Exercise material below:
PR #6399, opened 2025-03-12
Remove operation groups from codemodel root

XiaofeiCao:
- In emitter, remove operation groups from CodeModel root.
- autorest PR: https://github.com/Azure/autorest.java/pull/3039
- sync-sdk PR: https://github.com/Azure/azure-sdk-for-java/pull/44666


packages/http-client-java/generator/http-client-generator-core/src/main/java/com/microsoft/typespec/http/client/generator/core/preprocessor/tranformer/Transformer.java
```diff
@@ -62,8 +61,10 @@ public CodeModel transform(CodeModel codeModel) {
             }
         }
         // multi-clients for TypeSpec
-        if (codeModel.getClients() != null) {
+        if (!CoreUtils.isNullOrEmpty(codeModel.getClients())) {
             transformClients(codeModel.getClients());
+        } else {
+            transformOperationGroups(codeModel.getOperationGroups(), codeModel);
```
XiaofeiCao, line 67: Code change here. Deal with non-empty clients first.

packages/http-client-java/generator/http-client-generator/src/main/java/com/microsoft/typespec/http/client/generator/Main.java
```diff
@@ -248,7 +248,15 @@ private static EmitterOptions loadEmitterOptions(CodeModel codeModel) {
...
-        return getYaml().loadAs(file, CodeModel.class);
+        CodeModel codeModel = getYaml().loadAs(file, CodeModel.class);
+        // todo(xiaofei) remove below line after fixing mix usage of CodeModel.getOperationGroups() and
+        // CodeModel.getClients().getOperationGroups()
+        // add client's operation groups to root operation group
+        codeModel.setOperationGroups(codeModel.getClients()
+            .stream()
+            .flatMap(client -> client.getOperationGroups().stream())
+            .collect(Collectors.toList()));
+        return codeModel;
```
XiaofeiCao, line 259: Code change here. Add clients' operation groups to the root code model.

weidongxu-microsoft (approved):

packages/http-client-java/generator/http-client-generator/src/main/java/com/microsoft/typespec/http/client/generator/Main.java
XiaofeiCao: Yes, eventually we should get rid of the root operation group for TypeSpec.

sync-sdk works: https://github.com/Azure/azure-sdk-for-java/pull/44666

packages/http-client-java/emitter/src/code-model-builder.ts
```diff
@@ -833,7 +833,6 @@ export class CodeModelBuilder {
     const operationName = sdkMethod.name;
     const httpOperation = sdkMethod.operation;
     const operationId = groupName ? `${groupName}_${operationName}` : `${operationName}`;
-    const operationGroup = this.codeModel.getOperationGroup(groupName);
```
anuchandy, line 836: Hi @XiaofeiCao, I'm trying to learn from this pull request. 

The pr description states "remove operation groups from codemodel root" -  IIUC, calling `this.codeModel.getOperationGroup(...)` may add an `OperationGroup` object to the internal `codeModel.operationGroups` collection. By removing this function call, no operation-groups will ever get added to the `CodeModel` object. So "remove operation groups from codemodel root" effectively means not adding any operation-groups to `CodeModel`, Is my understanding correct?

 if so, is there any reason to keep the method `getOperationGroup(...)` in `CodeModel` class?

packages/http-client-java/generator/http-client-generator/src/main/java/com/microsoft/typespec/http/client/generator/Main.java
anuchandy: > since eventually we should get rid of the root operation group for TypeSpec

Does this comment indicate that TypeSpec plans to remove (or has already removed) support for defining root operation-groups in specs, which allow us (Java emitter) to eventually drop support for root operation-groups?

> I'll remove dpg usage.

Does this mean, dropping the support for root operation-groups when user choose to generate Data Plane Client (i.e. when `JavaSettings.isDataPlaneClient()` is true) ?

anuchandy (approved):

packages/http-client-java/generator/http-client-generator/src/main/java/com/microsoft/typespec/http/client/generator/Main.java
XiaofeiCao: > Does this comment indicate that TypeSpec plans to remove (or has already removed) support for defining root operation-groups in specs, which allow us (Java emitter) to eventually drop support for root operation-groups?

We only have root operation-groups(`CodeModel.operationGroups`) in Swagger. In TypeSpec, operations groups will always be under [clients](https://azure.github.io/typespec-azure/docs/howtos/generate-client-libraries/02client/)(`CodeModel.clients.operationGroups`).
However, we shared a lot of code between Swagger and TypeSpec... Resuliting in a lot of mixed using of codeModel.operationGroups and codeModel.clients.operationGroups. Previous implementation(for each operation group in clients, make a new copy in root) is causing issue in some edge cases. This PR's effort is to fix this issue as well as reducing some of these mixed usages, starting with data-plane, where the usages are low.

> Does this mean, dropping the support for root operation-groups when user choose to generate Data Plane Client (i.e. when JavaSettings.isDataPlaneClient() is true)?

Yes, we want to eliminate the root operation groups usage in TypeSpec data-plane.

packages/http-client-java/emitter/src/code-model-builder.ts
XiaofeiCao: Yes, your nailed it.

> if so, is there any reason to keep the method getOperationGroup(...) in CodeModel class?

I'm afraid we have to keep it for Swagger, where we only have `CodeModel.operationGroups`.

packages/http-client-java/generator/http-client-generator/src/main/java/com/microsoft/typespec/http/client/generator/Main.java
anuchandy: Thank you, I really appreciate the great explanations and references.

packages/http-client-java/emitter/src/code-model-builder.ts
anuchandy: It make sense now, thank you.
End of Exercise material.
Exercise material below:
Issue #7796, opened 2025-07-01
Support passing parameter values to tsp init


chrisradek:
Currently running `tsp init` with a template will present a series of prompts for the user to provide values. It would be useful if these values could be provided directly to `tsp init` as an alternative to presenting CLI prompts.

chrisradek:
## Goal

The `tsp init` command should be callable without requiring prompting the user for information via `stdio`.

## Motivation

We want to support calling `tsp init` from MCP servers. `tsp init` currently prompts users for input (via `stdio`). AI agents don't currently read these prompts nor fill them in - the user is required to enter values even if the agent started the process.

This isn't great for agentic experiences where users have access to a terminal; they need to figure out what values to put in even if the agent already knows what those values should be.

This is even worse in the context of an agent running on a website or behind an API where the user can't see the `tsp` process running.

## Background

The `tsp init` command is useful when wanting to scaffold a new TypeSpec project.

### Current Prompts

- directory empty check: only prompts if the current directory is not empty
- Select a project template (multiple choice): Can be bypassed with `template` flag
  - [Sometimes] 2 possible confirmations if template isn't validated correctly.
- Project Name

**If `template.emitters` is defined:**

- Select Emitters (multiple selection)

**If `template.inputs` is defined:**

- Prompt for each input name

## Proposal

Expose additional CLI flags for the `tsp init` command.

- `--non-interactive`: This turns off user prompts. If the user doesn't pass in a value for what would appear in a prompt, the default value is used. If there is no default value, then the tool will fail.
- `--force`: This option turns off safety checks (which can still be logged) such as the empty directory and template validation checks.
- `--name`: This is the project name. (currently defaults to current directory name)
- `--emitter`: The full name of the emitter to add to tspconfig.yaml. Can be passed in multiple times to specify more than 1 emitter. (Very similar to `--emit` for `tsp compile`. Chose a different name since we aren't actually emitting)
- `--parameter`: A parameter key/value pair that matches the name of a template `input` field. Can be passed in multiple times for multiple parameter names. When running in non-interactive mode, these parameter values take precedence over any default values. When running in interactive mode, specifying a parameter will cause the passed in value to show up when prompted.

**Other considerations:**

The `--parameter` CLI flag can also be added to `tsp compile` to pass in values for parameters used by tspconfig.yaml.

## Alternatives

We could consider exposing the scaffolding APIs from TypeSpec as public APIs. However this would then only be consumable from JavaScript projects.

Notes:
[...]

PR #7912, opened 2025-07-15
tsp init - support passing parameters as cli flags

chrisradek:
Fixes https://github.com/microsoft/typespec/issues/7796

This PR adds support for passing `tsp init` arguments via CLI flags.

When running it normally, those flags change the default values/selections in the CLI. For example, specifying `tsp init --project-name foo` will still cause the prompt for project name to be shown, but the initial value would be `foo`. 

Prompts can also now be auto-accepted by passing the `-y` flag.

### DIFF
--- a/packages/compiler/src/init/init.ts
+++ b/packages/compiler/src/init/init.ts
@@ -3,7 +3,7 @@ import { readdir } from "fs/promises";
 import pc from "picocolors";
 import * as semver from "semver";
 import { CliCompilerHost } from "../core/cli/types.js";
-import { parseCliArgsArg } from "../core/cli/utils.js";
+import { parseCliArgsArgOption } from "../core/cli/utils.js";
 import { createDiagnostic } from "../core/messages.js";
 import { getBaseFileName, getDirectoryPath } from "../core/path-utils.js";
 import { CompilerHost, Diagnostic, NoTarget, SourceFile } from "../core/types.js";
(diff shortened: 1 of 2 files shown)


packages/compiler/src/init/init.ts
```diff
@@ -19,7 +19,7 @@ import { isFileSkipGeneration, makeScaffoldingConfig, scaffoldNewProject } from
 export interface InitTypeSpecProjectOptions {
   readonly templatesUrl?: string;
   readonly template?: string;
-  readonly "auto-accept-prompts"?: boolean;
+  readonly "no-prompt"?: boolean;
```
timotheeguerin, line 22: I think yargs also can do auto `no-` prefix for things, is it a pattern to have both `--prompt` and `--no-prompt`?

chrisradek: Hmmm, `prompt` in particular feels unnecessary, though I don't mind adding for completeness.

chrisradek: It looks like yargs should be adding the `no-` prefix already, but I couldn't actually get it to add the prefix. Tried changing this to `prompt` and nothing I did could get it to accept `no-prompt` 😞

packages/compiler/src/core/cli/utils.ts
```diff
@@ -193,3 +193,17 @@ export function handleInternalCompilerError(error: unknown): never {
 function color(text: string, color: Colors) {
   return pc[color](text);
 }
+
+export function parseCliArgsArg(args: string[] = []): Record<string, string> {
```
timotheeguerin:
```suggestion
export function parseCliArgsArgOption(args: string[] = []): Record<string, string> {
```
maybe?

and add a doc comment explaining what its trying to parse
End of Exercise material.
### Goal of the exercise
Lines of the listing above that hold the string "However" should each be copied.

### Result for this task
However, we shared a lot of code between Swagger and TypeSpec... Resuliting in a lot of mixed using of codeModel.operationGroups and codeModel.clients.operationGroups. Previous implementation(for each operation group in clients, make a new copy in root) is causing issue in some edge cases. This PR's effort is to fix this issue as well as reducing some of these mixed usages, starting with data-plane, where the usages are low.
We could consider exposing the scaffolding APIs from TypeSpec as public APIs. However this would then only be consumable from JavaScript projects.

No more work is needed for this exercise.